Buoyancy correction should be around one part in one thousand for oil in air. It's an easy correction -- just subtract the density of air from the density of oil. See https://www.physics.uci.edu/~advanlab/millikan.pdf where the effective density of the oil, ##\rho'## is defined in that manner.hutchphd said:I remember doing the Millikan experiment (>40 years ago!) and using linear air drag with a buoyancy correction to ascertain the drop size by driving it up and down in the "telescope". So you are absolved of responsibility.
I deal with this for clean rooms, where larger particles settle out of the air faster than smaller ones. My understanding was that as the particles get smaller they behave more like gas molecules. I guess I never went deeper into what that means, but I guess that random molecular motion and turbulence become a larger contributor to a particle's movement as it gets smaller. This is why gasses don't stratify by density much in a room.jbriggs444 said:I am a bit curious about how buoyancy enters in. One would expect small metallic flakes (for instance) to have the same density as larger metallic ingots. If buoyancy is negligible for one, it should be negligible for the other as well.

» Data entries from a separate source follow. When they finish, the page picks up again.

PR #322, opened 2026-03-31
Sec.fixes

fmoral2:
#### Testing ####

Checklist:


modules/install/join_k3s_agent.sh
```diff
@@ -119,19 +121,80 @@ install_k3s() {
...
-  fi
+  url="https://get.k3s.io"
+  install=("$install_mode=$version")
+
+  [[ -n "$channel" ]] && install+=("INSTALL_K3S_CHANNEL=$channel")
+  [[ "$install_or_enable" == "install" ]] && install+=("INSTALL_K3S_SKIP_ENABLE=true")
+  [[ "$install_mode" == "INSTALL_K3S_COMMIT" ]] && [[ -n "${github_token:-}" ]] && install+=("GITHUB_TOKEN=$github_token")
+
+# Download and execute an install script with basic validation.
+safe_install() {
```
fmoral2, line 141: .

fmoral2:
https://github.com/rancher/rancher-security/issues/1765

modules/airgap/setup/bastion_prepare.sh
```diff
@@ -47,7 +98,10 @@ install_kubectl() {
   else
       KUBE_ARCH="amd64"
   fi
-  curl -LO "https://dl.k8s.io/release/$(curl -L -s https://dl.k8s.io/release/stable.txt)/bin/linux/$KUBE_ARCH/kubectl" && \
+  KUBECTL_VERSION=$(curl -L -s https://dl.k8s.io/release/stable.txt)
```
manuelbuil: According to Gui and Chris guidelines, we should pin the Kubectl version and hardcode the SHA256 instead of downloading them

modules/ipv6only/scripts/prepare.sh
```diff
@@ -9,6 +9,10 @@ if [ "$arch" = "aarch64" ]; then
 else
     KUBE_ARCH="amd64"
 fi
-curl -LO "https://dl.k8s.io/release/$(curl -L -s https://dl.k8s.io/release/stable.txt)/bin/linux/$KUBE_ARCH/kubectl" && \
+
+KUBECTL_VERSION=$(curl -L -s https://dl.k8s.io/release/stable.txt)
```
manuelbuil: same here

fmoral2: https://github.com/rancher/distros-test-framework/pull/322/changes/0bda6f58383ab599900983002ebe6311c761e671

macedogm (commented):
I see that the functions `safe_install()` and `safe_download_install()` are defined multiple times. Would it make sense to have a helper script to reuse the same code in different scripts?

fmoral2:
> I see that the functions `safe_install()` and `safe_download_install()` are defined multiple times. Would it make sense to have a helper script to reuse the same code in different scripts?

doing that would require adding files and calls to the terraform so that we can reference the function in another file , and then the trouble of adding that and needing to have more tests around the framework intgrating with jenkins and etc its not worthy for this task

as a future enhancement yes

modules/airgap/setup/get_artifacts.sh
```diff
@@ -141,13 +227,15 @@ get_cni_assets() {
...
   url=$(get_url)
   echo "Download Windows assets using url: $url"
-  download_retry "wget $url/sha256sum-amd64.txt"
-  download_retry "wget $url/rke2-images.windows-amd64.txt"
-  download_retry "wget $url/rke2.windows-amd64.tar.gz"
-  download_retry "wget -O rke2-install.ps1 https://raw.githubusercontent.com/rancher/rke2/master/install.ps1"
+  download_retry wget $url/sha256sum-amd64.txt
+  download_retry wget $url/rke2-images.windows-amd64.txt
+  download_retry wget $url/rke2.windows-amd64.tar.gz
+  download_retry wget -O rke2-install.ps1 https://raw.githubusercontent.com/rancher/rke2/${version}/install.ps1
```
mdrahman-suse: Will this work? The docs says to download from master: https://docs.rke2.io/install/quickstart#1-download-the-install-script

scripts/release_checks.sh
```diff
@@ -48,6 +48,16 @@ fi
...
+trap 'rm -f \
+  "${FAILURE_FILE}" \
+  "sys_agent_installers_${RANDOM_INT}" \
+  "upgrade_images_${RANDOM_INT}" \
+  "releases_${RANDOM_INT}" \
+  "rke2_pkg_${RANDOM_INT}" \
+  "sys_agent_${RANDOM_INT}" \
+  "upgrade_${RANDOM_INT}" \
+  "rke2_runtime_${RANDOM_INT}" \
+  "lts_output_${RANDOM_INT}"' EXIT
```
mdrahman-suse, line 60: It looks like we missed the curl commands on this file @fmoral2 ?

modules/install/rke2_master.sh
```diff
@@ -179,19 +179,65 @@ install_rke2() {
   fi
```
mdrahman-suse, line 179: Dont we need the GH token here for commit installs?

modules/install/join_rke2_agent.sh
```diff
@@ -172,19 +172,65 @@ install_rke2() {
   fi
```
mdrahman-suse, line 172: https://github.com/rancher/distros-test-framework/pull/322/changes#r3047254389

mdrahman-suse:
@fmoral2 we are using the install scripts in ipv6Only test, so we need to update the GH Token param there as well, no?

modules/install/join_rke2_master.sh
```diff
@@ -186,19 +186,64 @@ install_rke2() {
   fi
```
mdrahman-suse, line 186: https://github.com/rancher/distros-test-framework/pull/322/changes#r3047254389

modules/airgap/setup/get_artifacts.sh
fmoral2: i think i tested it , but i will test again to double check

modules/install/rke2_master.sh
fmoral2: rke2 no

scripts/release_checks.sh
fmoral2: no need , its just a api read

fmoral2:
> @fmoral2 we are using the install scripts in ipv6Only test, so we need to update the GH Token param there as well, no?

@mdrahman-suse removing refrences for gh token since i added here by mistake..... this is not the scope of current PR

modules/airgap/setup/get_artifacts.sh
fmoral2: fixed

scripts/release_checks.sh
mdrahman-suse: But they were flagged here https://github.com/rancher/rancher-security/issues/1765#issue-4138984036, wont it be flagged again?

mdrahman-suse (approved):
Needs the comments resolved from other reviewers, LGTM otherwise

scripts/release_checks.sh
fmoral2: dont think so tehre is no much to do here afaik

ShylajaDevadiga (approved):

The equation for falling objects that includes terminal velocity is v = gt + (m/k)(1 - e^(-kt/m)), where v is the final velocity, g is the acceleration due to gravity (9.8 m/s^2), t is the time, m is the mass of the object, k is the drag coefficient, and e is the base of natural logarithm (approximately 2.718).
Terminal velocity is calculated by setting the acceleration due to gravity equal to the drag force acting on the object. This results in the equation mg = kv2, where m is the mass of the object, g is the acceleration due to gravity, k is the drag coefficient, and v is the terminal velocity.
The terminal velocity of a falling object is affected by the object's mass, surface area, and air resistance. Objects with larger masses and surface areas will have a higher terminal velocity, while those with higher air resistance will have a lower terminal velocity.
As an object falls, its velocity will increase until it reaches its terminal velocity. Once the object reaches its terminal velocity, it will continue to fall at a constant speed, as the drag force and gravitational force are equal.
The equation for falling objects with terminal velocity is most accurate for objects that are falling through air. It can also be applied to objects falling through other fluids, but may not be as accurate for objects falling in a vacuum, as there is no air resistance present.